Python and Data Science π²
Python and Data Science π²
The two big ways I process data for the blog is using QGIS for mapping and spatial analysis and LibreOffice Calc spreadsheet for pivot tables, formulas and statistical analysis. Sometimes I also will use PHP to process data like for creating graphs with the help of ChartsJS.
It works but it’s somewhat clunky and slow, requiring the opening of large programs that use a lot of memory and a lot of pointing and clicking. For very large datasets, this can really push the software to its limits. That’s why I ended up looking into GeoPandas and python more generally. It’s kind of a gateway drug.
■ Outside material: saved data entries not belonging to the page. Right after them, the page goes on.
PR #2918, opened 2022-04-15
Allow usage of std::string in searchAndGetParam()

### LINKED ISSUE #2916: DWB parameter helper doesn't work with strings
https://github.com/ros-planning/navigation2/blob/21a146a97c0d400eb9bdaeaf31bb9dfb536cf00b/nav2_dwb_controller/nav_2d_utils/include/nav_2d_utils/parameters.hpp#L75

Writing new DWB critics and noticed that 'searchAndGetParam<>()' compiles for strings but then fails during execution, since `value` is 0-initialized and there is a [run time error](https://stackoverflow.com/questions/33706112/setting-stdstring-to-0-during-definition-vs-setting-stdstring-to-0).

A solution would be to remove the initialization of the variable, since it is overwritten a few lines later.

roncapat:
Fixes #2916.

Moreover, I double-checked the snipped that was included in the TODO right above, and realized that was referring to old ROS API. For me, it had no more meaning in this context, but maybe @crdelsey can tell if it's right to do this clean up or not.

### DIFF
--- a/nav2_dwb_controller/nav_2d_utils/include/nav_2d_utils/parameters.hpp
+++ b/nav2_dwb_controller/nav_2d_utils/include/nav_2d_utils/parameters.hpp
@@ -64,15 +64,6 @@ param_t searchAndGetParam(
   const nav2_util::LifecycleNode::SharedPtr & nh, const std::string & param_name,
   const param_t & default_value)
 {
-  // TODO(crdelsey): Handle searchParam
-  // std::string resolved_name;
-  // if (nh->searchParam(param_name, resolved_name))
-  // {
-  //   param_t value = 0;
-  //   nh->param(resolved_name, value, default_value);
-  //   return value;
-  // }
-  param_t value = 0;
   nav2_util::declare_parameter_if_not_declared(
     nh, param_name,
     rclcpp::ParameterValue(default_value));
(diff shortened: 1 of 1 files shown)


nav2_dwb_controller/nav_2d_utils/include/nav_2d_utils/parameters.hpp
```diff
@@ -64,15 +64,6 @@ param_t searchAndGetParam(
...
 {
-  // TODO(crdelsey): Handle searchParam
-  // std::string resolved_name;
-  // if (nh->searchParam(param_name, resolved_name))
-  // {
-  //   param_t value = 0;
-  //   nh->param(resolved_name, value, default_value);
-  //   return value;
-  // }
-  param_t value = 0;
```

The GeoPandas library is great as you can do quickly with a few lines of code spatial joins of coordinates and shapefiles in a few lines of code. I’ve done a little with the Pandas library in the past but suddenly now I’m really interested in what I can do with data processing in Python. Seems like a much better option than those afformentioned libraries. So I got a book out of the library called Python data science essentials : become an efficient data science practitioner by thoroughly understanding the key concepts of Python / Alberto Boschetti, Luca Massaron, and suddenly I’m so fascinated by the topic of data science and what I can do with it, especially mixed with Geospatial data.
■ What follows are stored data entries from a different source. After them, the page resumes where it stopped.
PR #2922, opened 2022-04-21
Obstacle layer dynamic parameters

AadityaPatanjali:
---

## Basic Info

| ------ | ----------- |
| Robotic platform tested on | gazebo turtlebot simulation |

---

Added dynamic parameter update from this list: https://github.com/ros-planning/navigation/blob/noetic-devel/costmap_2d/cfg/ObstaclePlugin.cfg (enabled, footprint_clearing_enabled, max_obstacle_height, and combination_method)

---

#### For Maintainers: 


jwallace42 (approved):

jwallace42:
LGTM I would wait for @SteveMacenski to take a look and for wait for checks to pass.

SteveMacenski (approved):

SteveMacenski:
@indraneelpatil what are your thoughts on this? You approve? @AadityaPatanjali, @indraneelpatil did the initial one for Obstacle layer, but this looks good to me!

nav2_costmap_2d/plugins/obstacle_layer.cpp
```diff
@@ -272,6 +279,38 @@ void ObstacleLayer::onInitialize()
   }
 }
 
+rcl_interfaces::msg::SetParametersResult
+ObstacleLayer::dynamicParametersCallback(
+  std::vector<rclcpp::Parameter> parameters)
+{
+  std::lock_guard<Costmap2D::mutex_t> guard(*getMutex());
```
SteveMacenski, line 286: I think you need to add `   std::lock_guard<Costmap2D::mutex_t> guard(*getMutex());` at the start of update bounds

SteveMacenski (changes requested):

nav2_costmap_2d/plugins/obstacle_layer.cpp
AadityaPatanjali: I've moved the mutex locking from updateFootprint to updateBounds so that lock_guard isn't called twice.

SteveMacenski (approved):

doisyg:
Hum, what happens here if the update frequency of the layer is very small or equal to zero ?  `combination_method` probably won't have an immediate effect after being set. Same for `max_obstacle_height`, `enabled` and `footprint_clearing_enabled`
I believe costs, footprint and bounds have to be updated in case a parameter impacting them has been changed

SteveMacenski:
Why? It wouldn't take effect until the next time there's a costmap layer update anyway so why preemptively do it? 

Enabled / footprint_clearing_enabled /  combination_method are only used when there's an update coming. Even Max Obstacle Height is only used in update bounds too https://github.com/ros-planning/navigation2/blob/da602f8a19fa6aaa7078e56ff0c3c83517feb533/nav2_costmap_2d/plugins/obstacle_layer.cpp#L452.

You would be correct about `max_obstacle_height` though if we were talking about the sensor's data stream `max_obstacle_height` since the observation buffer will do some work. However, only the global layer-level `max_obstacle_height` is reconfigurable. So far, none of the individual sensor stream parameterizations are dynamic here or in the voxel layer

To be sure, I’m an open source and open data guy, I’m only interested in building things out of information that is freely available. But I’m interested in learning new tools and finding new ways to process data both for my blog and other purposes. And despite what the internet advertising suggests, I’m not interested in data science to get a job, I just want to be able to do quick and dirty things in python to build new ways for analysis of data and maps.